▶ _Collection entries_
>>>

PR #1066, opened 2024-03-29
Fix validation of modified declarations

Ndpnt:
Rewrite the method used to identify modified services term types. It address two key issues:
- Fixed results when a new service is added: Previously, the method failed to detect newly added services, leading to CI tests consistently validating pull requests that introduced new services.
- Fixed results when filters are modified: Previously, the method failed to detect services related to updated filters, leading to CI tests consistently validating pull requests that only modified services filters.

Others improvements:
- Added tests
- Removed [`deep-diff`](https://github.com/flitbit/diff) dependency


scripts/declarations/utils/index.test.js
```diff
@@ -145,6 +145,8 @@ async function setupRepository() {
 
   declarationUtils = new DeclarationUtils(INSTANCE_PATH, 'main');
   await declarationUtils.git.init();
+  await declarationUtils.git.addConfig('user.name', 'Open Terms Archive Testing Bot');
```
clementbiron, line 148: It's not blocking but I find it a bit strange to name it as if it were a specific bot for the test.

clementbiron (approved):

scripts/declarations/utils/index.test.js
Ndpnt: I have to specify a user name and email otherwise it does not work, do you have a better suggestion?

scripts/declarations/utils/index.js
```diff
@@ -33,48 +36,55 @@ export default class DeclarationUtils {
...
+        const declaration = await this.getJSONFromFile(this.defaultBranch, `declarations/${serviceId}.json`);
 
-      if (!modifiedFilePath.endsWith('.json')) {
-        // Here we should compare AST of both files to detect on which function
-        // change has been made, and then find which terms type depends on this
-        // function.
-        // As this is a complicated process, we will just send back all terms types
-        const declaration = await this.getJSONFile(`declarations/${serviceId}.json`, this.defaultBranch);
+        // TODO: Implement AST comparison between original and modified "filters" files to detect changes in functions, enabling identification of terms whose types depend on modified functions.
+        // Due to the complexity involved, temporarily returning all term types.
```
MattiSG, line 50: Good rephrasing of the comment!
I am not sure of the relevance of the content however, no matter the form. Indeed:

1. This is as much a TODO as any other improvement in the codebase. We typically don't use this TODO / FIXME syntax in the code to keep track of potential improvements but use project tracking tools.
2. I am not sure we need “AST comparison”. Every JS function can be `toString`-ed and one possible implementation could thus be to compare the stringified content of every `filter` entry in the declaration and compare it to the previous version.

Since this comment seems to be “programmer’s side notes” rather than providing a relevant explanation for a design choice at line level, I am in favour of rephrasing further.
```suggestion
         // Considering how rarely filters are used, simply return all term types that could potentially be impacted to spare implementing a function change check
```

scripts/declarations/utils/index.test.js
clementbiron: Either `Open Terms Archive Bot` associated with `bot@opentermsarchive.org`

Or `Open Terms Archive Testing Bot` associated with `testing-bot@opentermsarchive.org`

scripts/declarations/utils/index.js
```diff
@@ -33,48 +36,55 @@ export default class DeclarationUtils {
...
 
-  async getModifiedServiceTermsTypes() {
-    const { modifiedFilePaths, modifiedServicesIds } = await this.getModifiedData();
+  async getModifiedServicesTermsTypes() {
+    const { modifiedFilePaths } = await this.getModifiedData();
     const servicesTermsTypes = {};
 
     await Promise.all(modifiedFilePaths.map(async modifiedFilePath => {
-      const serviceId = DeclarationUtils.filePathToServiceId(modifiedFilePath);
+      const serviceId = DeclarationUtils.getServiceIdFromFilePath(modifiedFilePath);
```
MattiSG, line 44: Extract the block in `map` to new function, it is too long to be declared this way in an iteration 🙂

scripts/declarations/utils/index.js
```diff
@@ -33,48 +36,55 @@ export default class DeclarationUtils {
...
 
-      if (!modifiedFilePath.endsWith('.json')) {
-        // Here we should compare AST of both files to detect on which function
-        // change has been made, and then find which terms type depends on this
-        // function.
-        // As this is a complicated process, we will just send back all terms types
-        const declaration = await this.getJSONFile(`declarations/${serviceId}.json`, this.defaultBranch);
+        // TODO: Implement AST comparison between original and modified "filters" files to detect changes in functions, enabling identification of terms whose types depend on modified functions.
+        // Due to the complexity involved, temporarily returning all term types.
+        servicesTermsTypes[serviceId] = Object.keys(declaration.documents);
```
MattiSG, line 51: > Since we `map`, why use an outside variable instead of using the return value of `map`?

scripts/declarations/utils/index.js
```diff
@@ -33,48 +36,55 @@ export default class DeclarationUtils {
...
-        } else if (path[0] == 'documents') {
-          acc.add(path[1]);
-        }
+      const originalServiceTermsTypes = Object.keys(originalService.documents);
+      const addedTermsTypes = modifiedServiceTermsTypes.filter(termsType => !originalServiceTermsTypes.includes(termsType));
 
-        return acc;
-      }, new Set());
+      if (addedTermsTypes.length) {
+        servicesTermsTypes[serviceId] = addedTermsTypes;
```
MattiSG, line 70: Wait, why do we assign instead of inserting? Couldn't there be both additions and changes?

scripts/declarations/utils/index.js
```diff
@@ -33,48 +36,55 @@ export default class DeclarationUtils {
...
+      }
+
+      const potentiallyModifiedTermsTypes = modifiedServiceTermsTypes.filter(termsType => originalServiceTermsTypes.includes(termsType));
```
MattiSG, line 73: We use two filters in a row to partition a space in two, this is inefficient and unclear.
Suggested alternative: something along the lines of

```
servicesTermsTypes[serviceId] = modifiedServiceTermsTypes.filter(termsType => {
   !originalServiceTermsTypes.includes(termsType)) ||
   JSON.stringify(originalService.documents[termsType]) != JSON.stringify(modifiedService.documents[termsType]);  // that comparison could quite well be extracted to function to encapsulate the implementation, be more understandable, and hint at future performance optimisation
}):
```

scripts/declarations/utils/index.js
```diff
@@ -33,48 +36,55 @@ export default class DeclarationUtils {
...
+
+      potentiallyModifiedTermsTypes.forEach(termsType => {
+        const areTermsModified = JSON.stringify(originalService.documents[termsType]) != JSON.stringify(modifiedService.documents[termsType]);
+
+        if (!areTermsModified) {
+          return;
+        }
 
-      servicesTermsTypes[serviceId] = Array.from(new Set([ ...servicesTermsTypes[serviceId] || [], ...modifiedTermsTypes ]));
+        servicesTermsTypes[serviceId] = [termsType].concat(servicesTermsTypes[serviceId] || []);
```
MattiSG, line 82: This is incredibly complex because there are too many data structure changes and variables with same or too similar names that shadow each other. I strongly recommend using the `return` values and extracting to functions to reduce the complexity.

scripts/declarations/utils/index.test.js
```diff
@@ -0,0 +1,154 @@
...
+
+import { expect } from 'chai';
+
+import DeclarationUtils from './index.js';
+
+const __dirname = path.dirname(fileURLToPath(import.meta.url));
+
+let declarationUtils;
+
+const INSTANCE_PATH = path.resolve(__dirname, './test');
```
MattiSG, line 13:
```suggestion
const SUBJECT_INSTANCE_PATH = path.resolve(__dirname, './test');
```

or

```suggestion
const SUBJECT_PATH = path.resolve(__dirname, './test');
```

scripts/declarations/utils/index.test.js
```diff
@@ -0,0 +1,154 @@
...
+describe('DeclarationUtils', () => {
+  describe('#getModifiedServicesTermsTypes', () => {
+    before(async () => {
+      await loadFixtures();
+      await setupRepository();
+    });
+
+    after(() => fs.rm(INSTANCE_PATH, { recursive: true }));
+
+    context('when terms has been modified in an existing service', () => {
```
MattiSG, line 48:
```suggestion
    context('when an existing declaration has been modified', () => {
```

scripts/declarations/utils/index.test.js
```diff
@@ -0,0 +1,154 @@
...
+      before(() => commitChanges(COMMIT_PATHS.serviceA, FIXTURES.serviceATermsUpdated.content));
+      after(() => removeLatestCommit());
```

<<<
>>>

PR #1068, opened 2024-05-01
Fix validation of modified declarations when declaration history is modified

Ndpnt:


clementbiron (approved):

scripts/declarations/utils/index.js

<<<
>>>

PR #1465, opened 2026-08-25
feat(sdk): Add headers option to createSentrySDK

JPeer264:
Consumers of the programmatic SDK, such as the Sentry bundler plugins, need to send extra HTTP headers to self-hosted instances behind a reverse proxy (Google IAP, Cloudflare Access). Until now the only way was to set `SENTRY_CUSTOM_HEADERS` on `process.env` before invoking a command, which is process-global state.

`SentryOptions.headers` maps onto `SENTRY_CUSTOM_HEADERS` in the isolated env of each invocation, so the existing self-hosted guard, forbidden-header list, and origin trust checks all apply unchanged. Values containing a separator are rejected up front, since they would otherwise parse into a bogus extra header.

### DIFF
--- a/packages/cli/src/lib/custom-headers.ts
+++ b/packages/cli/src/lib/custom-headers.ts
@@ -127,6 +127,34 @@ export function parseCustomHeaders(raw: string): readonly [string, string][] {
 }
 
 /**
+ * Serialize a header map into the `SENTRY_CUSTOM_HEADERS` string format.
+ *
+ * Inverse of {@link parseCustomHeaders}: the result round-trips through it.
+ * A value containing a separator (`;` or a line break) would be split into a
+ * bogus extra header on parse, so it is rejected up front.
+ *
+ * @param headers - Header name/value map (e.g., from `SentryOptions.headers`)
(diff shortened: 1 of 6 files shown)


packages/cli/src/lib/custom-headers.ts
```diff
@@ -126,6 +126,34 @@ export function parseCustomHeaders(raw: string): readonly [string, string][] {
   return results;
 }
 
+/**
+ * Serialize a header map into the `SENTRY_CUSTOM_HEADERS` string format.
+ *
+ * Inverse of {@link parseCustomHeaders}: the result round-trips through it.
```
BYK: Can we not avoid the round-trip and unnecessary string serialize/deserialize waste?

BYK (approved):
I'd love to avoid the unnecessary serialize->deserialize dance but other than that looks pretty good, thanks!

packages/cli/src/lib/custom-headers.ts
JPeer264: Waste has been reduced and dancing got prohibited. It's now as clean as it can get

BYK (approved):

<<<

▶ _Exercise prompt_
Whenever the string "Fixed" turns up in a line above, copy that line out.

▶ _Task result_
- Fixed results when a new service is added: Previously, the method failed to detect newly added services, leading to CI tests consistently validating pull requests that introduced new services.
- Fixed results when filters are modified: Previously, the method failed to detect services related to updated filters, leading to CI tests consistently validating pull requests that only modified services filters.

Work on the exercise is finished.